Sometimes when the agents had upset him, it could take as many as ten circuits before he felt calm enough to leave. This time, it only took six. If they ever decided to uproot him completely, to force him to move back to the city, he would have to reestablish the routine somewhere else, but as long as he had a stable place that was his, he could move about the world with this spot as its center, this spot he had grounded and rendered safe.
He changed his ratty work coat and gloves for a more respectable set and closed the door behind him. There was no lock, no need for one up here, and no need to take weapons. If they had him traveling this time, they would supply such things.
Cummings moved over to give him room on the bench seat and he slid in, grateful at least for the warmth.
He glanced down at the brown paper sack between them. "Roast beef?"
"With horseradish. I'm not senile yet, Hazelwood."
Damien opened the bag and let the scent hit him, savoring it a moment before he seized the top sandwich and sank his teeth in with a grateful moan.
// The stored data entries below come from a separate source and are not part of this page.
PR #1101, opened 2025-06-12
DICT-529 updates to pathology_detail node

clsackett:
[DICT-529](https://gdc-ctds.atlassian.net/browse/DICT-529?linkSource=email)

### DIFF
--- a/src/gdcdictionary/schemas/pathology_detail.yaml
+++ b/src/gdcdictionary/schemas/pathology_detail.yaml
@@ -196,6 +196,15 @@ properties:
     type: number
     minimum: 0
 
+  breslow_thickness_category:
+    $ref:
+      - "_terms.yaml#/breslow_thickness_category/common"
+    enum:
+        - <=1 mm
+        - '>1.0-2.0 mm'
+        - '>2.0-4.0 mm'
+        - '>4.0 mm'
+
   circumferential_resection_margin:
     $ref:
       - "_terms.yaml#/circumferential_resection_margin/common"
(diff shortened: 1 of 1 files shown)


wteouchicago (approved):

ebusygina (approved):

stilesj-uchicago (approved):

src/gdcdictionary/schemas/pathology_detail.yaml
```diff
@@ -196,6 +196,15 @@ properties:
     type: number
     minimum: 0
 
+  breslow_thickness_category:
+    $ref:
+      - "_terms.yaml#/breslow_thickness_category/common"
+    enum:
+        - <=1 mm
```
wwysoc2, line 203: @clsackett   This enum isn't surrounded by the single-quotes.  Why is that?  I always forget what the rules are here.

clsackett: @wwysoc2 I was basing it on test_value_range on the [molecular_test](https://github.com/NCI-GDC/gdcdictionary/blob/develop/src/gdcdictionary/schemas/molecular_test.yaml) node. To me, it looks like if a value starts with '<', then it doesn't need quotes around it, but if it starts with '>' then the single quotes are required. Not sure why this is the case though!

wwysoc2: Good to know!

wwysoc2 (approved):
lgtm! 👍

PR #1149, opened 2025-06-24
DEV-3571: Standardize/fix usage of importlib.resources

BenX00:
Changes:
- Fix usages of `resources.files` to utilize standard interface for `abc.Traversable`
- Minor clean up of the core module.


stilesj-uchicago (approved):

src/gdcdictionary/core.py
```diff
@@ -66,45 +69,43 @@ def __init__(
...
 
     def load_schemas_from_dir(
-        self, directory: pathlib.Path
-    ) -> tuple[dict[str, Any], dict[str, Any]]:
+        self, directory: abc.Traversable
+    ) -> tuple[dict[str, dict], dict[str, ResolverPair]]:
         """Returns all yamls and resolvers of those yamls from dir"""
 
         schemas, resolvers = {}, {}
+        paths = (p for p in directory.iterdir() if p.name.endswith(".yaml"))
```
kulgan: I will recommend sticking with `.glob` (by either casting to a Path instance or just sticking with Path from the get go) instead of `iterdir`. It's fine tuned for things like this.

BenX00: Would you be able to point me to where this is documented? And more to the point would it matter at this scale?

BenX00: So ran this several times with timeit (just doing tuple(glob) & tuple(endswith) and I'm actually seeing endswith is quicker than the glob. I mean at the end of the day it's something like 0.00011 vs 0.000085 so really not a huge diff at all.

kulgan: A quick google search led to this stackoverflow [post](https://stackoverflow.com/questions/63001429/what-is-the-difference-between-pathlib-glob-and-iterdir). I think it matters for projects like plaster, gdcdatamodels, sheepdog and a couple qa projects that load the dictionary at some point since each extra millisecond adds to the startup time. The runtime diff you posted does help with decision making, but I will still stick to keeping the glob based implementation since filtering files in a directory is `glob`'s primary purpose (so I expect better performance  when compared to listing all the files and then doing the filtering yourself).
I think the more fundamental question is why the change was needed and I know its because `Traversable` does not have the `glob` method. For me, its worth re-evaluating when its best to use the `Traversable` and when to stick to simple `Path` objects. This particular use case looks like we are introducing changes solely to support the `Traversable` interface.

BenX00: At the end of the day, I don't think this is really a convo about what is right rather who. So happy to let you have a win on this one as it seems quite important to you.

kulgan: Not sure I get what you mean by not `really about what is right rather who`, in my experience the who is less important than what is right. Also, didn't know there's a race to win here, so I guess thanks for letting me win this one 👍🏾

kulgan (approved):

PR #1150, opened 2025-06-25
DICT-563 fertility field for Turing

wwysoc2:
https://gdc-ctds.atlassian.net/browse/DICT-563 - Specifically only the fertility field part.

### DIFF
--- a/src/gdcdictionary/schemas/other_clinical_attribute.yaml
+++ b/src/gdcdictionary/schemas/other_clinical_attribute.yaml
@@ -554,11 +554,11 @@ properties:
     $ref:
       - "_terms.yaml#/fertility_history/common"
     enum:
+      - Conceived > or = 1 child by assisted reproduction
+      - Conceived > or = 1 child by natural conception
+      - Conceived > or = 1 child by unspecified method
       - Did not achieve pregnancy following > or = 12 months of unprotected intercourse
       - Did not attempt to reproduce
-      - Fathered > or = 1 child by assisted reproduction
-      - Fathered > or = 1 child by natural conception
-      - Fathered > or = 1 child by unspecified method
       - Unknown
       - Not Reported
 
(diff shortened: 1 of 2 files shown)


clsackett (approved):

src/gdcdictionary/schemas/other_clinical_attribute.yaml
```diff
@@ -550,6 +550,18 @@ properties:
         $ref:
           - "_terms_enum.yaml#/not_reported/common"
 
+  fertility_history:
+    $ref:
+      - "_terms.yaml#/fertility_history/common"
+    enum:
+      - Conceived > or = 1 child by assisted reproduction
+      - Conceived > or = 1 child by natural conception
+      - Conceived > or = 1 child by unspecified method
```
wteouchicago: probably above my pay grade, but we use ">=" in other enums (though slightly different contexts) -- should we try to be consistent? and are we open to other phrasings, e.g. "1 or more", "1+", "at least 1"

wwysoc2: Good point!  My thought would be that the following would be acceptable: 

- Conceived 1+ child by assisted reproduction
- Conceived at least 1 child by assisted reproduction

@tlicht3 do you have any thoughts?  Are there guidelines that should be followed?

tlicht3: Yeah I think that's a good suggestion - without the symbols.

tlicht3:
@wwysoc2 this looks great to me :)

tlicht3 (approved):
@wwysoc2 this looks great!

stilesj-uchicago (approved):

src/gdcdictionary/schemas/other_clinical_attribute.yaml
```diff
@@ -550,6 +550,18 @@ properties:
         $ref:
           - "_terms_enum.yaml#/not_reported/common"
 
+  fertility_history:
+    $ref:
+      - "_terms.yaml#/fertility_history/common"
+    enum:
+      - Conceived 1 or more child by assisted reproduction
+      - Conceived 1 or more child by natural conception
+      - Conceived 1 or more child by unspecified method
```
wteouchicago: prob. too pedantic...but should "1 or more" take a singular or plural noun?

wteouchicago (approved):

"You're a good man, Cummings."
"Nah. Just a clever, manipulative one."
Wirth drove, apparently happy to be in the front seat far away from the feral variant. The snow-crawler lumbered down the hill, away from the peace of solitude and safety of seclusion.
Guild Center.
Ugliest building in all of Raleigh, the damn thing shot up over the skyline, blunt-nosed and obnoxious, like Galactus's flash drive. The rest of the buildings barely cleared the elevated zipways, but the fucking Guild always needed to make astatement. Blaze shoved through the revolving doors, too impatient to wait for them to spin around on their own like a good citizen, and stopped in the lobby to stare up at the giant holographic imager on the back wall, the one the size of half a football field that played Guild propaganda crap in a continuous loop.
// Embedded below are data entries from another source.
PR #1157, opened 2025-07-03
margin_status updates to pathology_detail

clsackett:
The update to pathology_detail.margin_status was somehow missed before. Adding this in support of [DICT-529](https://gdc-ctds.atlassian.net/browse/DICT-529)

### DIFF
--- a/src/gdcdictionary/schemas/pathology_detail.yaml
+++ b/src/gdcdictionary/schemas/pathology_detail.yaml
@@ -701,6 +701,8 @@ properties:
       - Uninvolved
       - Unknown
       - Not Reported
+    deprecated_enum:
+      - Indeterminant
     enumDef:
       Indeterminate:
         $ref:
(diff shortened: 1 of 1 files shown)


wteouchicago (approved):

tlicht3 (commented):
@clsackett I think this is ok, but if someone is already using the incorrect value, will this have an impact on that? Not sure if that's ok or if you've already checked to see if that value exists in the data.

tlicht3 (approved):

src/gdcdictionary/schemas/pathology_detail.yaml
```diff
@@ -696,15 +696,17 @@ properties:
...
       - "_terms.yaml#/margin_status/common"
     enum:
-      - Indeterminant
+      - Indeterminate
       - Involved
       - Uninvolved
       - Unknown
       - Not Reported
+    deprecated_enum:
+      - Indeterminant
```
wteouchicago, line 706: i think a deprecated enum needs to appear in the enum list too? not 100% sure, but I see examples of that elsewhere.

and do we need to keep the enumdef for the deprecated one?

wteouchicago (approved):

stilesj-uchicago (approved):

PR #1160, opened 2025-09-03
DEV-3245: Added deprecated properties/enums explanation to README

ebusygina:
DEV-3245: Added deprecated properties/enums explanation to README

### DIFF
--- a/README.md
+++ b/README.md
@@ -64,6 +64,26 @@ such as `submitter_id`, will allow any string value as a valid entry. Other nume
 can have maximum and minimum values to limit valid entries.  For examples of what a valid entry
 would look like, each node has a mock submission located in the `examples/valid/` directory.
 
+### Deprecated Properties and Enums
+
+The GDC Dictionary uses deprecated flags for properties and enums as part of the phased removal process. When a property or enum value is marked as deprecated:
+
+- It remains present in the dictionary, data models, API, and databases.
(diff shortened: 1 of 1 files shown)


README.md
```diff
@@ -64,6 +64,26 @@ such as `submitter_id`, will allow any string value as a valid entry. Other nume
...
+- `properties`: Lists all available properties for submission.
+- `deprecated`: Hides the property from the dictionary viewer, but it remains available for submission.
+
+**For enums**:
+
+- `enum`: Indicates a permissible value for submission.
+- `deprecated_enum`: Hides the value from the dictionary viewer, but it remains available for submission.
+
+This approach allows for a transition period before full removal, ensuring deprecated properties and enums are still accessible in system integrations while not displayed to dictionary users.
+
```
wwysoc2, line 86: I was going to recommend a bunch of "as long as the original enum/property is still present", but I think we should add something to the end instead like:

"Note:  deprecated properties or enums will only still be valid if they are also present in the permissible properties/enums section."

wwysoc2 (approved):
Added an optional recommendation.  It covers what I think is an edge case (value is present as deprecated, but already removed), but if one is around, that edge case will stick around for months.  Feel free to add or not.  The rest looks good!  👍

README.md
ebusygina: Thanks! Added

PR #1168, opened 2026-04-23
DICT-601: Updates to treatment node for WS release

wwysoc2:
https://gdc-ctds.atlassian.net/browse/DICT-601

### DIFF
--- a/src/gdcdictionary/schemas/treatment.yaml
+++ b/src/gdcdictionary/schemas/treatment.yaml
@@ -38,9 +38,6 @@ uniqueKeys:
   - [id]
   - [project_id, submitter_id]
 
-deprecated:
-  - therapeutic_level_achieved
-
 properties:
 
   $ref:
@@ -2191,6 +2188,7 @@ properties:
       - Dynemicin A
       - E2F1 Pathway Activator ARQ 171
       - EBNA-1 inhibitor VK-2019
+      - EBV CTLs
       - Echinomycin
       - Ecromeximab
       - Edatrexate
@@ -3758,6 +3756,7 @@ properties:
       - PEG-PEI-cholesterol Lipopolymer-encased IL-12 DNA Plasmid Vector GEN-1
       - PEG-Proline-Interferon Alfa-2b
       - Pegargiminase
+      - Pegasparagase
       - Pegaspargase
       - Pegdinetanib
       - Pegfilgrastim
@@ -4669,6 +4668,7 @@ properties:
       - Tocladesine
       - Tocotrienol
       - Tocotrienol-rich Fraction
+      - Tofacitinib
       - Tolebrutinib
       - Toll-like Receptor 7 Agonist DSP-0509
       - Tolnidamine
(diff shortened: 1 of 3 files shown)


src/gdcdictionary/schemas/treatment.yaml
```diff
@@ -7606,9 +7590,87 @@ properties:
...
-      Not Allowed To Collect:
-        $ref:
-          - "_terms_enum.yaml#/not_allowed_to_collect/common"
+
+  treatment_type_administered:
+    $ref:
+      - "_terms.yaml#/treatment_type_administered/common"
+    oneOf:
+      - type: "null"
+      - enum:
```
wwysoc2, line 7599: I would really like to point this list to the enums in treatment_type, but I'm not quite sure how to do that in the gdcdictionary framework.

clsackett (approved):

Inarus899 (approved):

mpsolano (approved):

src/gdcdictionary/schemas/treatment.yaml
```diff
@@ -4993,6 +4995,8 @@ properties:
       - Other
       - Unknown
       - Not Reported
+    deprecated_enum:
+      - Pegaspargase
```
wteouchicago, line 4999: I didn't see this in the ticket as something to deprecate. Are we trying to hide it from the dictionary viewer or something?

src/gdcdictionary/schemas/treatment.yaml
```diff
@@ -4993,6 +4995,8 @@ properties:
       - Other
       - Unknown
       - Not Reported
+    deprecated_enum:
```
ebusygina, line 4998: I don't see this deprecation in the DICT-601. should we update the ticket?

src/gdcdictionary/schemas/treatment.yaml
```diff
@@ -7606,9 +7590,87 @@ properties:
       Not Reported:
         $ref:
           - "_terms_enum.yaml#/not_reported/common"
-      Not Allowed To Collect:
-        $ref:
-          - "_terms_enum.yaml#/not_allowed_to_collect/common"
+
+  treatment_type_administered:
```
ebusygina, line 7594: Should we also add the `enumDef` section for this property, or is that not necessary? I’m not exactly sure if we use definitions from _terms_enum.yaml anywhere

ebusygina (approved):

src/gdcdictionary/schemas/treatment.yaml
wwysoc2: Exactly, we were told to keep this enum defs around, but no need to add to them any further.  Thank you for checking.

src/gdcdictionary/schemas/treatment.yaml
wwysoc2: Added to jira ticket, it was a misspelling and the correct value was added in this PR.

src/gdcdictionary/schemas/treatment.yaml
wwysoc2: Added to jira ticket, it was a misspelling and the correct value was added in this PR.

wteouchicago (approved):

PR #1170, opened 2026-04-23
DICT-605: Updates to molecular test node for WS release

wwysoc2:
https://gdc-ctds.atlassian.net/browse/DICT-605

### DIFF
--- a/src/gdcdictionary/schemas/molecular_test.yaml
+++ b/src/gdcdictionary/schemas/molecular_test.yaml
@@ -7312,10 +7312,6 @@ properties:
     $ref:
       - "_terms.yaml#/test_value_range/common"
     enum:
-      - 0-25
-      - 26-50
-      - 51-75
-      - 76-100
       - 1-4%
       - 5-9%
       - <10%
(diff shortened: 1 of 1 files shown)


clsackett (approved):

Inarus899 (approved):

src/gdcdictionary/schemas/molecular_test.yaml
```diff
@@ -7352,7 +7343,6 @@ properties:
       - Adulthood
       - After Chemotherapy
       - After Study Enrollment
-      - After Study Registration
```
mpsolano, line 7355: Looks like the wrong enum may have gotten removed here, I believe the intention was to remove `After Study Enrollment`

wteouchicago: I have the same comment as Mike does on whether the wrong enum was removed.

wwysoc2: Good catch!  Fixing now.

wteouchicago (approved):

mpsolano (approved):

PR #1173, opened 2026-04-29
DICT-599: Updates to pathology_detail node for WS release

wwysoc2:
https://gdc-ctds.atlassian.net/browse/DICT-599

### DIFF
--- a/src/gdcdictionary/schemas/pathology_detail.yaml
+++ b/src/gdcdictionary/schemas/pathology_detail.yaml
@@ -38,12 +38,6 @@ uniqueKeys:
   - [id]
   - [project_id, submitter_id]
 
-deprecated:
-  - epithelioid_cell_percent
-  - extrascleral_extension
-  - size_extraocular_nodule
-  - spindle_cell_percent
-
 properties:
 
   $ref:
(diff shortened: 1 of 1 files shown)


src/gdcdictionary/schemas/pathology_detail.yaml
```diff
@@ -396,12 +383,7 @@ properties:
       - <=5mm
       - '>5mm'
       - Unknown
-      - Not Reported
-
-  extrascleral_extension:
-    $ref:
-      - "_terms.yaml#/extrascleral_extension/common"
-    type: boolean
+      - Not Reporte
```
BenX00: Think there may have been a typo introduced.

```suggestion
      - Not Reported
```

src/gdcdictionary/schemas/pathology_detail.yaml
```diff
@@ -628,10 +604,13 @@ properties:
       - "_terms.yaml#/lymph_node_involvement/common"
     enum:
       - Indeterminant
+      - Indeterminate
```
BenX00, line 607: Do we need to add this to the enumDef section as well?

src/gdcdictionary/schemas/pathology_detail.yaml
wwysoc2: Good catch, fixed!

src/gdcdictionary/schemas/pathology_detail.yaml
wwysoc2: No need, but thanks for asking! We decided to stop using them, but a third party group is currently using them for a different project. We aren't removing them yet, but we aren't actively updating them.

ebusygina (approved):

wteouchicago (approved):

PR #1179, opened 2026-09-17
PEAR-2747: Add pull request template with pre-merge checklist

ebusygina:
PEAR-2747: Adds a pull request template to the repository so that new PRs are 
automatically populated with a pre-merge checklist.

- The template only takes effect once this is merged into the default 
  branch - templates on feature branches aren't picked up.
- After merging, opening any new PR should show the checklist in the 
  description field automatically.


pull_request_template.md
```diff
@@ -0,0 +1,6 @@
+## Description
+
+## Checklist
+
+- [ ] New properties (if any) follow the front-end [property type rules](https://gdc-ctds.atlassian.net/wiki/spaces/GDC/pages/1131610113) for Cohort Builder and Repository
```
wteouchicago: We should not force properties to follow the logic the FE has set up. We should be checking new properties against the FE logic and adjusting the FE logic if needed. 

If it's something that the User Services team had done in the past but didn't do for some property (e.g. including "year" in definition for age property), that's something we can point out.

wteouchicago (changes requested):

pull_request_template.md
wteouchicago: Maybe just rephrase it to be clearer? And state that it's the FE/Product team doing the review that should check this? Otherwise, people opening the PRs may think they are responsible for it.

wteouchicago (approved):
Wording works for me -- pending @wwysoc2 's approval, of course. I briefly wondered if we should put this in a different dir, but realized that the GFF repo does the same thing.

wwysoc2 (approved):
lgtm! 👍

Looks like they got a new production company, at least.
A beautiful double helix in soothing blues and greens turned slowly up on the screen. A lovely, throaty female voice purred the accompanying narration.
In the late thirties, scientists developed a new nucleic acid, a new building block for life itself. Fredamine, named for its inventor, Dr. Uma Frederick. This simple carbon molecule with its equally simple purpose—to bond with adenine in specific gene sequences—was designed to alleviate a wide spectrum of neurological disorders.
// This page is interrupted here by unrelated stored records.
PR #276, opened 2018-04-04
[AF-1091]: Fixed error that appears after using the Contributors tab

adrielparedes:
The error happened when saving contributor in Contributors Tab. In that moment an UpdatedOrganizationalUnit event is thrown, and it contains the Organization Unit updated. 

WorkspaceProjectContext observes that event and update the context, but in that method all values are set to null but Organizational Unit.

I kept with the old active values but organizational unit because that is the only one that changed.

@barboras7 @Rikkola would you mind to review it please?

### DIFF
--- a/uberfire-project/uberfire-project-client/src/main/java/org/guvnor/common/services/project/client/context/WorkspaceProjectContext.java
+++ b/uberfire-project/uberfire-project-client/src/main/java/org/guvnor/common/services/project/client/context/WorkspaceProjectContext.java
@@ -67,11 +67,19 @@ public class WorkspaceProjectContext {
     }
 
     public void onOrganizationalUnitUpdated(@Observes final UpdatedOrganizationalUnitEvent event) {
-        contextChangeEvent.fire(new WorkspaceProjectContextChangeEvent(event.getOrganizationalUnit()));
+        WorkspaceProject updatedWorkspaceProject = new WorkspaceProject(event.getOrganizationalUnit(),
+                                                                        activeWorkspaceProject.getRepository(),
+                                                                        activeWorkspaceProject.getBranch(),
+                                                                        activeWorkspaceProject.getMainModule());
+        contextChangeEvent.fire(new WorkspaceProjectContextChangeEvent(updatedWorkspaceProject,
+                                                                       activeModule,
+                                                                       activePackage));
     }
 
     public void onProjectContextChanged(@Observes final WorkspaceProjectContextChangeEvent event) {
-        WorkspaceProjectContextChangeEvent previous = new WorkspaceProjectContextChangeEvent(activeWorkspaceProject, activeModule, activePackage);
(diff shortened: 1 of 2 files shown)


adrielparedes:

barboras7:

Rikkola:
Ok. This bug was made by me. Update should keep the old values ( almost ).

The `WorkbenchProject` also has the OU information. Here it is not updated. Easy fix might be to just create a new `WorkbenchProject` in the `WorkspaceProjectContext.java` in the `onOrganizationalUnitUpdated` method. Use the OU from the event and everything else from `activeWorkspaceProject`.

Rikkola:
And have test for it.

adrielparedes:
@Rikkola and why not to add that behavior in the method "onChange"? May be there checking if values are null or not I can override old values, wdyt?

adrielparedes:

adrielparedes:
@Rikkola I'm still working on something, do not review. Because is not enought to create a new WorkspaceProject and pass it to the WorkspaceProjectContextChangeEvent, because the onChange method uses getModule, and the module there is not from WorkspaceProject, tomorrow I will ping you again

Rikkola:
@adrielparedes No problem.

adrielparedes:

uberfire-project/uberfire-project-client/src/main/java/org/guvnor/common/services/project/client/context/WorkspaceProjectContext.java
```diff
@@ -67,19 +67,28 @@ public WorkspaceProjectContext(final Event<WorkspaceProjectContextChangeEvent> c
     }
 
     public void onOrganizationalUnitUpdated(@Observes final UpdatedOrganizationalUnitEvent event) {
-        contextChangeEvent.fire(new WorkspaceProjectContextChangeEvent(event.getOrganizationalUnit()));
+        WorkspaceProject updatedWorkspaceProject = new WorkspaceProject(event.getOrganizationalUnit(),
+                                                                        activeWorkspaceProject.getRepository(),
+                                                                        activeWorkspaceProject.getBranch(),
+                                                                        activeWorkspaceProject.getMainModule());
+        contextChangeEvent.fire(new WorkspaceProjectContextChangeEvent(updatedWorkspaceProject,
```
adrielparedes: @Rikkola I still have to add the other active modules and packages, but I took you advice and I've created the new WorkspaceProject

ederign:
@Rikkola can you please take a look on this?

adrielparedes:
@Rikkola no, I think it is done, thanks for the review :)

Rikkola:
jenkins please retest this

adrielparedes:

ederign:
@adrielparedes this will be ported for 7.7.x right?

adrielparedes:
@ederign right now

PR #288, opened 2018-04-11
[AF-1103]: Fixed issue that redirects to the list of assets when switching to project view

adrielparedes:
Added **requiresRefresh** attribute to know if changes in context needs to refresh to use the new data.


adrielparedes:

PR #285, opened 2018-04-09
AF-1120: Support standalone repositories as targets for the migration…

mbarkley:
… tool

PR #290, opened 2018-04-12
AF-1120: Support standalone repositories as targets for the migration…

mbarkley:
… tool (#285)


mbarkley:
Related: https://github.com/kiegroup/kie-wb-common/pull/1627

PR #292, opened 2018-04-12
[7.7.x] AF-1049: [Layout editor] Changing component width causes errors

dgutierr:
@ederign @kkufova Backport from master.


dgutierr:
@jhrcek 5 tests fails which are not related to this PR. wdyt?

jhrcek:
@dgutierr I wasn't planning to review this, I just executed full build for Klara to be ready. Now I see she's on PTO so I'll take a look and let you know within an hour hopefully..

dgutierr:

The shining nucleic acid onscreen joined with darker cousins. Rousing music swelled as the sad, dark strands split, forming new DNA ladders with beautiful shimmering colors. Blaze tilted his head in an unconscious attempt to match the tilt of the new DNA image. The concept had always disturbed him. All the information for the human body and possibly the soul lived in this twisted ladder that no one in his right mind would possibly climb. He would have preferred a straight road, but it figured that the human map was all curled and twisty. The narrator's voice returned—
By 2055, this little molecule had conquered disease after disease: Parkinson's, multiple sclerosis, Alzheimer's, cerebral palsy, Lou Gehrig's…
Onscreen, cartoon silhouettes straightened from their canes, rose from wheelchairs and hospital beds, and ran to hug their families.
A miracle for so many. But fredamine wasn't done with us. It had one more set of miracles to give.
A fetus floated on a black background, its hue changing from pink to gold as the model of the fredamine molecule entered its body.